• **Problem to solve**: The required result is each line of the entries below containing the string "least".
Segment Start: Record set
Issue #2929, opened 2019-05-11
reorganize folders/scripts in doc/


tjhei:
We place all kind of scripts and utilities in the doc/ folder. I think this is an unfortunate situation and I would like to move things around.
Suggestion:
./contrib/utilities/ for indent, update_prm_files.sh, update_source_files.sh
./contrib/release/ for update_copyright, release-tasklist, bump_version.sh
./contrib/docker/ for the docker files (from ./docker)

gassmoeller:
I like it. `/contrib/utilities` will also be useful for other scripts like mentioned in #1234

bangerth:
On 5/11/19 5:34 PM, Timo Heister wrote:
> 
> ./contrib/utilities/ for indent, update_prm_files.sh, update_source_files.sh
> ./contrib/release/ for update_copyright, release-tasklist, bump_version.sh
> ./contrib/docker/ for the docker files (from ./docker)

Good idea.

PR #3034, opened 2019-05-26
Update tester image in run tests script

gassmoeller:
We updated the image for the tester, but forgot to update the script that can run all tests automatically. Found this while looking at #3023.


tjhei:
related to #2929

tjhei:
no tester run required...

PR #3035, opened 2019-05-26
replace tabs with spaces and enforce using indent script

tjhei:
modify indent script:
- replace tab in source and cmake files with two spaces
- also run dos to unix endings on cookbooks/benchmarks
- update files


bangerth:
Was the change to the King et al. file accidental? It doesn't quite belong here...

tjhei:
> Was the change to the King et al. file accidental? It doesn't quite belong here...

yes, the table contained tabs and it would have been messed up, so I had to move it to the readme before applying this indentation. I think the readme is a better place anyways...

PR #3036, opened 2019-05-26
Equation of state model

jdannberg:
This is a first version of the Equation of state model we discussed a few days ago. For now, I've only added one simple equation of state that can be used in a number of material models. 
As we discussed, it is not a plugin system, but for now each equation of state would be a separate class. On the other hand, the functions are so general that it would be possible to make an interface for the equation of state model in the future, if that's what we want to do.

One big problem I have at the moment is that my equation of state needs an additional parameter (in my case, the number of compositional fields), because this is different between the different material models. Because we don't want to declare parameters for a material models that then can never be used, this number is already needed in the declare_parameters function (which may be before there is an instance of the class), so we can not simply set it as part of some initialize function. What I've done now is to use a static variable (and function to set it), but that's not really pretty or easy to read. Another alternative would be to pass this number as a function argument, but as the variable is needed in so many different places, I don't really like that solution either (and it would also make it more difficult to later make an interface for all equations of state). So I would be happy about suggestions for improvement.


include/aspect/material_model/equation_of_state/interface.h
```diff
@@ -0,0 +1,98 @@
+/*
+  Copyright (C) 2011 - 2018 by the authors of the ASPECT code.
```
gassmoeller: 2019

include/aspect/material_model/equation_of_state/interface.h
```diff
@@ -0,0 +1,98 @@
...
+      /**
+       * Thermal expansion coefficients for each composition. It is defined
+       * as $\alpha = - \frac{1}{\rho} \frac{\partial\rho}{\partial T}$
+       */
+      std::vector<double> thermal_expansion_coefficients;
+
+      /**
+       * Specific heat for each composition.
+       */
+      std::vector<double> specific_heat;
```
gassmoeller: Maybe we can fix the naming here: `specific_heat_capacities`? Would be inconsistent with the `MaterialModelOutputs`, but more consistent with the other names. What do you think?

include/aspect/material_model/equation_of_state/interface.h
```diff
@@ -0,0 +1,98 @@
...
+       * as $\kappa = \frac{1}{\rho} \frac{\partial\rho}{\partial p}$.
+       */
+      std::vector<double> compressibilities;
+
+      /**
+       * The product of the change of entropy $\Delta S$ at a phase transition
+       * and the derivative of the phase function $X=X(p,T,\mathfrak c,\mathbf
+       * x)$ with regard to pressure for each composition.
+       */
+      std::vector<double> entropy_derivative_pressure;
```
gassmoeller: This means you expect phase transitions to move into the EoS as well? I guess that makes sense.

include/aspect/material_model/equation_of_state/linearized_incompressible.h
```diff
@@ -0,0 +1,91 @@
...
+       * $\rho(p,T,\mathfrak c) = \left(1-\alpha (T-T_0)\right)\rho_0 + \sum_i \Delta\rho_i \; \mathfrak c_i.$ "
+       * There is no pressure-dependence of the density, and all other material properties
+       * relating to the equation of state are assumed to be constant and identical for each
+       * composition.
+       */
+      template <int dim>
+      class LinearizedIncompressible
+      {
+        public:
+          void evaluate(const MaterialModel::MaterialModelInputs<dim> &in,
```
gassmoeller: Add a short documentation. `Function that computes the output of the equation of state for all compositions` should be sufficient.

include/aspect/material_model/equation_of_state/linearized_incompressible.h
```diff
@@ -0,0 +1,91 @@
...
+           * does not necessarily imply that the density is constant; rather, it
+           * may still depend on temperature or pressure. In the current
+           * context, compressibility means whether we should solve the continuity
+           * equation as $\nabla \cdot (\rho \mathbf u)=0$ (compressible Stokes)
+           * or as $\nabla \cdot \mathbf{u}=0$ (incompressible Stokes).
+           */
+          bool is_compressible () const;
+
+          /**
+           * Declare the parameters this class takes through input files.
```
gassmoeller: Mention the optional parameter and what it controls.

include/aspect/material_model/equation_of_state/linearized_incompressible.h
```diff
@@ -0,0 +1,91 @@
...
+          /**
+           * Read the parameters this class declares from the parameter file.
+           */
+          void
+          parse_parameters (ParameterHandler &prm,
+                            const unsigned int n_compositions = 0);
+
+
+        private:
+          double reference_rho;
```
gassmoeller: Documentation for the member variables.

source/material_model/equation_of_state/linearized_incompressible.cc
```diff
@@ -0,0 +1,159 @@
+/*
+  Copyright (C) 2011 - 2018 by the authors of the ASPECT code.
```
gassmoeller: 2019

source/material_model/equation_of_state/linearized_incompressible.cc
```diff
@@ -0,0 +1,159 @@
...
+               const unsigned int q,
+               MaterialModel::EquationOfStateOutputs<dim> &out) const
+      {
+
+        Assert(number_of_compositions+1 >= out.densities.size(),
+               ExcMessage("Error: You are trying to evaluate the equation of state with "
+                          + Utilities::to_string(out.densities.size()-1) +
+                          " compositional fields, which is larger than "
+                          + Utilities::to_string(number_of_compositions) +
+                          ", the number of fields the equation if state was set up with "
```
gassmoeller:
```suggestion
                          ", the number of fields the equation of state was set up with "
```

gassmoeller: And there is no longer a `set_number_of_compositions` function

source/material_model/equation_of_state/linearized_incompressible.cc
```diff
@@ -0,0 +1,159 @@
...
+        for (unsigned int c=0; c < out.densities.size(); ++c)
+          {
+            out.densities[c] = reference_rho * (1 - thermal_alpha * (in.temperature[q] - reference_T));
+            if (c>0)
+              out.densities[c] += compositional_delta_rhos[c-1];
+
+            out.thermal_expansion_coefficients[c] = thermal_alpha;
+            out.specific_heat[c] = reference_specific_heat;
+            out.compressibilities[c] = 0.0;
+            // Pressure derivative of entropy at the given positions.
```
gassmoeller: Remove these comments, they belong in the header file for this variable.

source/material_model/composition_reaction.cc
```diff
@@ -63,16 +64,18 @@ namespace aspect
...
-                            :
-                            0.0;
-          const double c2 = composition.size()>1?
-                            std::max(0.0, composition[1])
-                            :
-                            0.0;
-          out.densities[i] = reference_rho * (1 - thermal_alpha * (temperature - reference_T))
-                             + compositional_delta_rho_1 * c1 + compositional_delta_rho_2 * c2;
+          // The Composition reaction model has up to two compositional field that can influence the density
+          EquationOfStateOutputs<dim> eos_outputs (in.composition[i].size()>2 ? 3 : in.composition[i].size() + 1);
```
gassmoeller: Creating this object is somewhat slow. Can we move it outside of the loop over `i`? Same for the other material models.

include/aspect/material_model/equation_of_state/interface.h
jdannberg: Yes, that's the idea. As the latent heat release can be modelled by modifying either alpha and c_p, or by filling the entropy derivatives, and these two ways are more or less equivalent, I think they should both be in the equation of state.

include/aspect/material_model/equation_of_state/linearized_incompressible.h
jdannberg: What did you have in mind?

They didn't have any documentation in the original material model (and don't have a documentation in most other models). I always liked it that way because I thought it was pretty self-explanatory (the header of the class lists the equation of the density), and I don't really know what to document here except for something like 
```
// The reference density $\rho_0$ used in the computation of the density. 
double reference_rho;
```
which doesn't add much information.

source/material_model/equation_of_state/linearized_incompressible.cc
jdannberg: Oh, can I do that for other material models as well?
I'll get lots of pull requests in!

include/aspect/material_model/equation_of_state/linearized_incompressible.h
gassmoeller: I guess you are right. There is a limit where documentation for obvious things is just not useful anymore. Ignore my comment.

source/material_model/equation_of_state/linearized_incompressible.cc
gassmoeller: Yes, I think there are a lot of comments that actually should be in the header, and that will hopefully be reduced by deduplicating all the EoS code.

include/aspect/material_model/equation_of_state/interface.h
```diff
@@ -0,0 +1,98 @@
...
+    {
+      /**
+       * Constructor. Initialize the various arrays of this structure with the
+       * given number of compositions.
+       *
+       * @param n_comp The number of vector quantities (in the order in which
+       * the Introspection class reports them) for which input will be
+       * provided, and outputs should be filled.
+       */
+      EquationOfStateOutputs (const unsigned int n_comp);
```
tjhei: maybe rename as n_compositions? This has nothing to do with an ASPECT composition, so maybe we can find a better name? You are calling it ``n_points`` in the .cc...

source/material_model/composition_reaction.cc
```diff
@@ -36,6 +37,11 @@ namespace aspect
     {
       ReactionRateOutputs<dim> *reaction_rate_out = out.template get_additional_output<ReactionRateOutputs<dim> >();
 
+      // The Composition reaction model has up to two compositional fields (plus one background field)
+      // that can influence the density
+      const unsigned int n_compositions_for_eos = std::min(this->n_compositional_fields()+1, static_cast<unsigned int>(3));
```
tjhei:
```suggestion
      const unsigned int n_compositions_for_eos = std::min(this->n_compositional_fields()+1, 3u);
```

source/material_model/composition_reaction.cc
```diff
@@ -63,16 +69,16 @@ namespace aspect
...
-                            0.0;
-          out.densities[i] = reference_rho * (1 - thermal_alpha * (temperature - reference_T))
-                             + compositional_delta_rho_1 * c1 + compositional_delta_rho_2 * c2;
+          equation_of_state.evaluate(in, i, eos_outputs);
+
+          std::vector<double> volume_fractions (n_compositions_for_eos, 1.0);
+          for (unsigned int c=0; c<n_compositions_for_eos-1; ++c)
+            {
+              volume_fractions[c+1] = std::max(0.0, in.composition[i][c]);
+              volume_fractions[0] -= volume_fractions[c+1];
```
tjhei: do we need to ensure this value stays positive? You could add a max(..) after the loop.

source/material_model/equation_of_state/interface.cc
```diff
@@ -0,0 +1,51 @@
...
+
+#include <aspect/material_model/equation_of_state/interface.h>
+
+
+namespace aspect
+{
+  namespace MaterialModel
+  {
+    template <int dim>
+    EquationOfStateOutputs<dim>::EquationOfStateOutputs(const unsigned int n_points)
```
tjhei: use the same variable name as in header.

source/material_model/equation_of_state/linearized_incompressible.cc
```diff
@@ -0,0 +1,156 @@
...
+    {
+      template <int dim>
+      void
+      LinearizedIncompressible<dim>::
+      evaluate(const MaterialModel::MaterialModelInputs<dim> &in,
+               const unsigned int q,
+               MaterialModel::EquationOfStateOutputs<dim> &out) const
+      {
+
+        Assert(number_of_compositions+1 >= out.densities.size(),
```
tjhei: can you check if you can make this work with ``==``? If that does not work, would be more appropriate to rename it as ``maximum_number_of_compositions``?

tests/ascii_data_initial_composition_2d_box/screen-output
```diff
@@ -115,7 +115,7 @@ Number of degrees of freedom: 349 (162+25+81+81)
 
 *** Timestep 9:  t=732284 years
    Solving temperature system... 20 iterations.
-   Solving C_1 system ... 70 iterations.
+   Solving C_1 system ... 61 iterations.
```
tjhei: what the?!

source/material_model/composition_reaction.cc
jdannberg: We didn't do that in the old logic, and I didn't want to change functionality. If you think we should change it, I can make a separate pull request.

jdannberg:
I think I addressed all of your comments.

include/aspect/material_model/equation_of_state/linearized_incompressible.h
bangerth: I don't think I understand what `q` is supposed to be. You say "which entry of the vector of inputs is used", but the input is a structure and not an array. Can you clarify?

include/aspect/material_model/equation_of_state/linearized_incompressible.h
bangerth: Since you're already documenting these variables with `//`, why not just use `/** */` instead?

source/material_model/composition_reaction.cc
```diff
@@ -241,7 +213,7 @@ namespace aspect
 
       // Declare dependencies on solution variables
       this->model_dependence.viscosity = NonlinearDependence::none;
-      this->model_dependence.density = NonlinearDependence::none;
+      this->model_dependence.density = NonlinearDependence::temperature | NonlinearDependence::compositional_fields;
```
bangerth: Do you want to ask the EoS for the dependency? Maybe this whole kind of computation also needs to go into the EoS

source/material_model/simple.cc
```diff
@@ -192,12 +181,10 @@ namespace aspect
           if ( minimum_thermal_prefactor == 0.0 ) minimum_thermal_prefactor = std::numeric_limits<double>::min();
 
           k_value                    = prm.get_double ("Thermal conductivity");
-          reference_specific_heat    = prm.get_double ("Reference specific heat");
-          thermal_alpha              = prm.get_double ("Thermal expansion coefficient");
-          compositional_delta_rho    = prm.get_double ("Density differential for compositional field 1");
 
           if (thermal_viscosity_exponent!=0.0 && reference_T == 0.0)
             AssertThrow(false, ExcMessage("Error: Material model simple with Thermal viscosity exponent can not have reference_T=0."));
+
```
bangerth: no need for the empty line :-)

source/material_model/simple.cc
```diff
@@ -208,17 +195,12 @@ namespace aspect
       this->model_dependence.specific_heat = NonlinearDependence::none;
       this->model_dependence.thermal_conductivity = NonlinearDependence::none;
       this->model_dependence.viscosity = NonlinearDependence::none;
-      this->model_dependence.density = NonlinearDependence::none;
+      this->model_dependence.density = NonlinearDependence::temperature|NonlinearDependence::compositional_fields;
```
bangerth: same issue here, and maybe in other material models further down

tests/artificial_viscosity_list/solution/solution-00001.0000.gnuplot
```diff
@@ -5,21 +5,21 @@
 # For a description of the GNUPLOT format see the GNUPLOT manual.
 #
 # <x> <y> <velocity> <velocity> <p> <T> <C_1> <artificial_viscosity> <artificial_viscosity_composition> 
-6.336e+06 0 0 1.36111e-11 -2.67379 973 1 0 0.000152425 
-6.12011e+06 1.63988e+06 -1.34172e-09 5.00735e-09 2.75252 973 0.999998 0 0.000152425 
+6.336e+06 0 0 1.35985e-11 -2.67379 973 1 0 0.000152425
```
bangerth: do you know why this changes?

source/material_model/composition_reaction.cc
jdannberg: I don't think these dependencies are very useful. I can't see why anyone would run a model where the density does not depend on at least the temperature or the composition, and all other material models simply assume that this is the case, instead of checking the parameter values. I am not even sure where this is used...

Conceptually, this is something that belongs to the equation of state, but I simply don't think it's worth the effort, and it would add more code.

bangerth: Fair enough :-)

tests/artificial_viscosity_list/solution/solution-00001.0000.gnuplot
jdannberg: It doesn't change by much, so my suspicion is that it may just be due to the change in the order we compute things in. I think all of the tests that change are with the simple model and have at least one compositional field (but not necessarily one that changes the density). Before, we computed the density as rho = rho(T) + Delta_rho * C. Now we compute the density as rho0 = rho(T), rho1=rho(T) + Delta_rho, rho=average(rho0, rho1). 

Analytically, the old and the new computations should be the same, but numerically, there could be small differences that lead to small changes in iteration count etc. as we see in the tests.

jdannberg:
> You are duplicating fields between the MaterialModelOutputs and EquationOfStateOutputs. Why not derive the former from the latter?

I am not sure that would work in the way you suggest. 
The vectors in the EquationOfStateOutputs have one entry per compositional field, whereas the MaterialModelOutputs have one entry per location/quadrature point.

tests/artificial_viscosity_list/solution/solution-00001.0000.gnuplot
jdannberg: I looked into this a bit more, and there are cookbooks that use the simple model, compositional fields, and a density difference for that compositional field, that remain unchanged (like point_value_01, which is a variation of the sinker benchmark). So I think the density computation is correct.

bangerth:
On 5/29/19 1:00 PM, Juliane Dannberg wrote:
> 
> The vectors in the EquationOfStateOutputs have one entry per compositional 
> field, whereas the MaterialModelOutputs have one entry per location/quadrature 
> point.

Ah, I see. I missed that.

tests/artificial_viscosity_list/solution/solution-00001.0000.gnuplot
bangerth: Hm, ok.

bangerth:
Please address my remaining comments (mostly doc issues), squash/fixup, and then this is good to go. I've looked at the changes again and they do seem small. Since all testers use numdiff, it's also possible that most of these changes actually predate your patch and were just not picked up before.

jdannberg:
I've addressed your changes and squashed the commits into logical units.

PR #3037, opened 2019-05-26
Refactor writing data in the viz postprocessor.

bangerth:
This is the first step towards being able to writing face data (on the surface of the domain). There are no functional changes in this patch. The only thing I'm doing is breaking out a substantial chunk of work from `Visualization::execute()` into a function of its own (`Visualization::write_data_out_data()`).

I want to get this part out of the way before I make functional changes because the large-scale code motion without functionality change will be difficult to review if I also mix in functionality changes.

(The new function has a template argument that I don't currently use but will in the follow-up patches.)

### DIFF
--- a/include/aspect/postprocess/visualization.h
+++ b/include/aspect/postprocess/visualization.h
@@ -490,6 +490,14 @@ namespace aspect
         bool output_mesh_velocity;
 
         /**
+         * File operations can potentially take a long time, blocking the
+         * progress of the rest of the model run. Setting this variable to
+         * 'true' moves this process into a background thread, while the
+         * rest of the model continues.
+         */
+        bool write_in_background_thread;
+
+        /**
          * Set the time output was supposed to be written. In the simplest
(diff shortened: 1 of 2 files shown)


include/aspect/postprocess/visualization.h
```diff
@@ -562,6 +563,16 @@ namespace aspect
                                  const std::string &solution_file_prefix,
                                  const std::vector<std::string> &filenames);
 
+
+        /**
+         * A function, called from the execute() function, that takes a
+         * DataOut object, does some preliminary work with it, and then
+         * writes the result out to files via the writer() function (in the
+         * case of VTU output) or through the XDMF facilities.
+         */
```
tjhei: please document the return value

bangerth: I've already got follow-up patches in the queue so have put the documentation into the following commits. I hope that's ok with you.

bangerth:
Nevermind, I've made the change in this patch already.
Segment End: Record set
• **Reply**:
jdannberg: I don't think these dependencies are very useful. I can't see why anyone would run a model where the density does not depend on at least the temperature or the composition, and all other material models simply assume that this is the case, instead of checking the parameter values. I am not even sure where this is used...
jdannberg: It doesn't change by much, so my suspicion is that it may just be due to the change in the order we compute things in. I think all of the tests that change are with the simple model and have at least one compositional field (but not necessarily one that changes the density). Before, we computed the density as rho = rho(T) + Delta_rho * C. Now we compute the density as rho0 = rho(T), rho1=rho(T) + Delta_rho, rho=average(rho0, rho1). 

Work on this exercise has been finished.